Стерхова сфотографировала схему на телефон, чтобы иметь ее под рукой. И потом она сделала то, чего делать не следовало, по крайней мере, в этот момент. Анна прочитала заключение судмедэксперта, в котором, помимо перечня повреждений, указывалось, что Теплякова была на четырнадцатой неделе беременности.
– Господи… – Стерхова уронила руки.
Эмоции не оставляли ее все время, пока она изучала прочие материалы следствия, что значительно усложнило работу.

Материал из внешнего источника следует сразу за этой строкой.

PR #3101, opened 2019-08-20
Do not inactivate findings that are already inactive

katze120:
- [] I have submitted a corresponding PR in the [Forseti Terraform module](https://github.com/forseti-security/terraform-google-forseti) (if applicable).

Currently the cscc notifiers try to inactivate outdated findings that are already INACTIVE again.

This PR resolves this issue and has 2 benefits:
1. Reduce time taken for CSCC Notifier run - it saves 40 mins in my testing org with 5k inactive findings)
2. Reduce number of Cloud SCC API calls - Before the change there was "Resource has been exhausted (e.g. check quota)." error from Cloud SCC API calls

### DIFF
--- a/google/cloud/forseti/notifier/notifiers/cscc_notifier.py
+++ b/google/cloud/forseti/notifier/notifiers/cscc_notifier.py
@@ -163,7 +163,7 @@ class CsccNotifier(object):
     def find_inactive_findings(new_findings, findings_in_cscc):
         """Finds the currently ACTIVE findings
            that do not correspond to the latest scanner run
-           and updates their statesto inactive.
+           and updates their states to inactive.
 
         Args:
             new_findings (list): Latest violations that are transformed to
@@ -188,8 +188,10 @@ class CsccNotifier(object):
             finding_id = finding_list[0]
             to_be_updated_finding = finding_list[1]
 
-            if (finding_id not in new_findings_map and
-                    to_be_updated_finding['state'] == 'ACTIVE'):
+            if to_be_updated_finding['state'] == 'INACTIVE':
+                continue
+
+            if finding_id not in new_findings_map:
                 to_be_updated_finding['state'] = 'INACTIVE'
                 current_time = date_time.get_utc_now_datetime()
                 actual_time = current_time.strftime(
--- a/google/cloud/forseti/notifier/notifiers/cscc_notifier.py
+++ b/google/cloud/forseti/notifier/notifiers/cscc_notifier.py
@@ -161,8 +161,9 @@ class CsccNotifier(object):
 
     @staticmethod
     def find_inactive_findings(new_findings, findings_in_cscc):
-        """Finds the findings that does not correspond to the latest scanner run
-           and updates it's state to inactive.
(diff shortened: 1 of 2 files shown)


katze120:
Looks like the ci errors come from test_cud_firewall_rule_read_only
Expected target links are https://www.googleapis.com/compute/v1/projects/project1/global/firewalls/fake-firewall
while actual target links are https://compute.googleapis.com/compute/v1/projects/project1/global/firewalls/fake-firewall

Not able to reproduce the issue when running ./install/scripts/docker_unittest_forseti.sh on my dev machine. Yet to figure out there the actual target link comes from.

google/cloud/forseti/notifier/notifiers/cscc_notifier.py
```diff
@@ -187,7 +188,8 @@ def find_inactive_findings(new_findings, findings_in_cscc):
             finding_id = finding_list[0]
             to_be_updated_finding = finding_list[1]
 
-            if finding_id not in new_findings_map:
+            if (finding_id not in new_findings_map and
+                    to_be_updated_finding['state'] == 'ACTIVE'):
```
blueandgold: Instead of using the `and` operator, can we make this check clearer and simpler by separating it?  Such as below?

```
if to_be_updated_finding['state'] == 'INACTIVE':
    continue

if (finding_id not in new_findings_map:
    <rest of the code>

```

blueandgold: Can you also please update the unit test here?  It should be very straightforward, just add a new data with `INACTIVE` state, and current assertion should still pass without any modification.

https://github.com/forseti-security/forseti-security/blob/dev/tests/notifier/notifiers/cscc_notifier_test.py#L125-L186

google/cloud/forseti/notifier/notifiers/cscc_notifier.py
```diff
@@ -161,8 +161,9 @@ def _transform_for_api(self, violations, source_id=None):
 
     @staticmethod
     def find_inactive_findings(new_findings, findings_in_cscc):
-        """Finds the findings that does not correspond to the latest scanner run
-           and updates it's state to inactive.
+        """Finds the currently ACTIVE findings
+           that do not correspond to the latest scanner run
+           and updates their statesto inactive.
```
blueandgold: nit: `statesto` should be `states to`

google/cloud/forseti/notifier/notifiers/cscc_notifier.py
katze120: updated as suggested

google/cloud/forseti/notifier/notifiers/cscc_notifier.py
katze120: updated!

google/cloud/forseti/notifier/notifiers/cscc_notifier.py
katze120: updated!

PR #3105, opened 2019-08-20
Updated to use the engine execute method on rollback / commit.

joecheuk:


google/cloud/forseti/services/inventory/storage.py
```diff
@@ -900,23 +900,34 @@ def rollback(self):
...
     def commit(self):
         """Commit the stored inventory."""
         if self.inventory_index.inventory_index_warnings:
             status = IndexState.PARTIAL_SUCCESS
+        elif self.inventory_index.inventory_index_errors:
+            status = IndexState.FAILURE
         else:
             status = IndexState.SUCCESS
         try:
             self.inventory_index.complete(status=status)
```
ahoying: Remove this line, it's redundant with the update.

Also I think you should expunge self.inventory_index from the session in open() before returning, since we don't want the session to manage inventory_index after that.

And really the class doesn't need a session at all, creating and updating the inventory index and getting the id can all be done via the core interface. Then all the class needs is the inventory_index_id, which is used to write resources and warnings, it no longer needs a pointer to the inventory_index row at all.

joecheuk: Added expunge during inventory index creation, created an issue to remove session from storage (since that might require more works to refactor and higher risk to break stuffs).

joecheuk: #3107

joecheuk: #3107

Issue #3104, opened 2019-08-20
Add Cloud Profiler to Forseti Server


blueandgold:
The sample code here worked for me:
https://cloud.google.com/profiler/docs/profiling-python#using-profiler

And below is what I got from inventory create.  Should add a flag `enable_profiler` to only run the profiler when needed.

![image](https://user-images.githubusercontent.com/6977544/63362403-9bb4c600-c326-11e9-8dd7-e45193b48421.png)

PR #3113, opened 2019-08-20
Add Cloud Profiler to Forseti server

hshin-g:
Addresses #3104.

Below is the output on Cloud Profiler:
Screen Shot 2019-08-20 at 4 06 17 PM

### DIFF
--- a/google/cloud/forseti/services/server.py
+++ b/google/cloud/forseti/services/server.py
@@ -19,10 +19,10 @@ import argparse
 import os
 import sys
 import time
-import googlecloudprofiler
 
 from concurrent import futures
 import grpc
+import googlecloudprofiler
 
 from google.cloud.forseti.common.util import logger
 
@@ -44,6 +44,8 @@ SERVICE_MAP = {
     'model': GrpcModellerFactory,
     'server': GrpcServerConfigFactory
 }
+
+# pylint: disable=too-many-locals
 
 
 def serve(endpoint,
@@ -82,10 +84,10 @@ def serve(endpoint,
         try:
             googlecloudprofiler.start(
                 service='forseti-server',
-                verbose=3
+                verbose=2,
             )
         except (ValueError, NotImplementedError) as exc:
-            LOGGER.warning('Unable to enable Cloud Profiler.', exc)
+            LOGGER.warning('Unable to enable Cloud Profiler: %s', exc)
 
     factories = []
     for service in services:
--- a/google/cloud/forseti/services/server.py
+++ b/google/cloud/forseti/services/server.py
@@ -21,7 +21,6 @@ import sys
 import time
 
 from concurrent import futures
-import googlecloudprofiler
 import grpc
 
 from google.cloud.forseti.common.util import logger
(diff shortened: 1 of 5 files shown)


google/cloud/forseti/services/server.py
```diff
@@ -22,6 +22,7 @@
 
 from concurrent import futures
 import grpc
+import googlecloudprofiler
```
blueandgold: nit: should go before `grpc`?

google/cloud/forseti/services/server.py
```diff
@@ -75,6 +80,15 @@ def serve(endpoint,
     if enable_console_log:
         logger.enable_console_log()
 
+    if enable_profiler:
+        try:
+            googlecloudprofiler.start(
+                service='forseti-server',
+                verbose=2,
```
blueandgold: I think that it would be a good idea, to keep the placeholder for the `project_id`, with a comment that for dev workflow, it can be uncommented and used in the dev environment.
```
# project_id must be set if not running on GCP, such as your local dev environment.
# project_id='my-project-id',
```

google/cloud/forseti/services/server.py
```diff
@@ -75,6 +80,15 @@ def serve(endpoint,
     if enable_console_log:
         logger.enable_console_log()
 
+    if enable_profiler:
```
blueandgold: Hmmm, I think that it would be nicer to start the profiler in the `main()` function.  #1, it keeps the serve() cleaner here and one less parameter to pass & specify, and #2 we can trace other things in `main()` in case they get added in the future. I recommend moving this to right before `serve()` is called in the `main()`

setup.py
```diff
@@ -51,6 +51,8 @@
     'sendgrid==5.6.0',
     'simple-crypt==4.1.7',
     'unicodecsv==0.14.1',
+    # Profiler related.
+    'google-cloud-profiler==1.0.8',
```
blueandgold: Apologies, I just recalled that @ahoying mentioned that instrumentation packages to be optional, so that it's easier for him to port into Google's environment.  @ahoying, please confirm?

If so, the optional dependency can be specified like this in `setup.py`:
image

Then, where you use the import in `server.py`, you can do this try/except:
image

Then when we want to use it, we can do this:
`pip3 install .[profiler]`

I took the screenshots from this PR #2317, where this optionality is implemented, so we should do the same here with the profiler.

ocervell:
Note that the `google-cloud-profiler` package should also be added to `requirements.txt` if you want it to be installed in the VM when the startup script runs. Otherwise, you'll have to add `pip3 install .[profiler]` to all the server install scripts (Terraform, Deployment Manager, Docker, GCP Install Script). 

The `.` notation for relative install also does not work with the current Docker install (pip hangs, see [this](https://github.com/pypa/pip/issues/3532) issue), which is why it's preferable to have it in `requirements.txt` along with build and test libraries.

You should also update the GCP install scripts to enable the Profiler API, and grant the correct role `cloudprofiler.agent` to the server / client service accounts.

Once this is ready, please let the CFT team know so that we can also update the Terraform accordingly.

blueandgold:
LGTM, thanks for making the optional package.

blueandgold:
@hshin-g Can you please respond to @ocervell above?  Let him know what our plan is for this build/release.  Thanks.

hshin-g:
@ocervell Thanks for your comments! In terms of packages being optional, if we add them to the `requirements.txt` file, then that would be installed with the other packages in that file on install (would not be optional at that point), so I have taken out the `google-cloud-profiler` package from the `requirements.txt` file. 

After taking out the package, you will need to run the following commands on the server VM in order to install the package and get Forseti to use it:
```
$ sudo su ubuntu
$ pip3 install google-cloud-profiler
$ sudo systemctl restart forseti
```

For this PR, we have decided to manually enable roles/permissions, so any changes made to Terraform will not be needed until a later time.

ocervell:
@hshin-g LGTM

PR #3114, opened 2019-08-21
Revert "Add storage.objectViewer role to GCP_READ_IAM_ROLES"

kevensen:
Reverts forseti-security/forseti-security#2826


kevensen:
Unfortunately the 'roles/storage.legacyBucketReader' can only be assigned to a bucket, not a service account.

PR #3129, opened 2019-08-22
Added command to remove tmp files prefixed with forseti-cai.

joecheuk:
Not sure if specifying the path here has any impact on the GKE module, @kevensen can you help verify?


install/gcp/scripts/run_forseti.sh
```diff
@@ -21,6 +21,10 @@ source /home/ubuntu/forseti_env.sh
 # they will be logged.
 set -x
 
+# Remove any CAI temp files generated by the forseti process.
+# Failed inventory due to various reasons could cause the temp files not being deleted.
+sudo rm -rf /tmp/forseti-cai-*
```
hshin-g: Are there other /tmp files that could be in here that we would want to remove?

joecheuk: I dont think there are any, these are the newly generated sqlite files only for the new branch.

PR #3147, opened 2019-08-28
Update deployment-prerequisites.md

dekuhn:
Updating gcloud sdk download link to more focused download page.


dekuhn:
Closing I think we need to do a thorough look at the dev setup and determine how we update our instructions.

Изучение свидетельских показаний сводилось лишь к одному: попытке понять, кто из присутствующих мог нажать кнопку привода люка-провала. Вторым был вопрос: сделано ли это намеренно.
Из показаний Гончаренко следовало, что по приказу машиниста сцены он сначала стоял у электрощита, потом по его же приказу отправился на противоположную сторону сцены, чтобы помочь рабочему Трубачеву втянуть за кулисы карету с Золушкой.
Именно в этот момент произошла трагедия, и было непонятно, кто и когда нажал кнопку привода и опустил площадку люка-провала. Ясно было только одно: с момента, когда фея-крестная Теплякова появилась перед Золушкой, площадка люка должна была оставаться вровень с поверхностью сцены.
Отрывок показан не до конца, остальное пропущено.